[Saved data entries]
----------------

PR #788, opened 2018-08-15
Add expect based tests for emacs keybindings

siteshwar:


krader1961:
FWIW, the unit test files at https://github.com/fish-shell/fish-shell/tree/master/tests which end in `.expect` are worth looking at. I wrote a lot of those. They show why it can be useful to explicitly write messages to stdout and stderr depending on whether a match was found or not. Since it is usually possible to resync on the next shell prompt that technique means the first failing match doesn't stop subsequent tests in the same script from being run.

----------------

■ Exercise
An exact copy of every entry is the expected result.

■ Response area
PR #788, opened 2018-08-15
Add expect based tests for emacs keybindings

siteshwar:


krader1961:
FWIW, the unit test files at https://github.com/fish-shell/fish-shell/tree/master/tests which end in `.expect` are worth looking at. I wrote a lot of those. They show why it can be useful to explicitly write messages to stdout and stderr depending on whether a match was found or not. Since it is usually possible to resync on the next shell prompt that technique means the first failing match doesn't stop subsequent tests in the same script from being run.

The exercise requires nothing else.